## Exercise
All that is needed is each line of the entries holding the word "this", copied as it stands.

### Records supplied ###

PR #76, opened 2021-10-31
Region dropdown styles

jishaal:
Opening as draft for review + so I can test different devices with the preview build


app/components/RegionDropdown/RegionDropdown.module.scss
```diff
@@ -1,53 +1,45 @@
...
-  @include h2;
   font-weight: 500;
   width: 100%;
   padding: 1rem 1.5rem 1rem 2rem;
   border-radius: 8px;
   cursor: pointer;
+  color: inherit;
 
   &:focus {
     background: rgba(255, 255, 255, 0.05);
```
andycarrell, line 34: Can we drop default outline etc here?

jishaal: Yeah we can, but do we have an alternative style, especially for light version

jishaal: cc @finnclark

andycarrell: Could do a simple "ring" using tailwind for now, use ring-current so it matches text?

https://tailwindcss.com/docs/ring-color

finnclark: Should we avoid adding tailwind stuff if we're moving away from it @andycarrell ?

andycarrell: As something to unblock this PR and be ready to ship I think it's fine? Also, we can then copy that styling if we're happy with it

finnclark (approved):
I'm happy to approve this - all good if I fiddle with styles in a new PR to suss the hover/focus + padding values etc afterwards?

jishaal:
Yes please do you CSS magic 🙏🏼 🧙🏼 @finnclark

###

## Task result
andycarrell: As something to unblock this PR and be ready to ship I think it's fine? Also, we can then copy that styling if we're happy with it
I'm happy to approve this - all good if I fiddle with styles in a new PR to suss the hover/focus + padding values etc afterwards?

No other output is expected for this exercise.